[Collected data]

============================================================

PR #7834, opened 2021-07-20
fix: Replace Functional test with Unit test

wcarlson5:
The functional test is basically solving the halting problem. So is this in away but its should be much quicker

### Reviewer checklist


lct45 (approved):
thanks @wcarlson5 ! lgtm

============================================================

Your response should hold only an exact copy of the lines above, from the one containing "The functional test" through the end of the entries.

◆ **Solved exercise**:
The functional test is basically solving the halting problem. So is this in away but its should be much quicker

### Reviewer checklist


lct45 (approved):
thanks @wcarlson5 ! lgtm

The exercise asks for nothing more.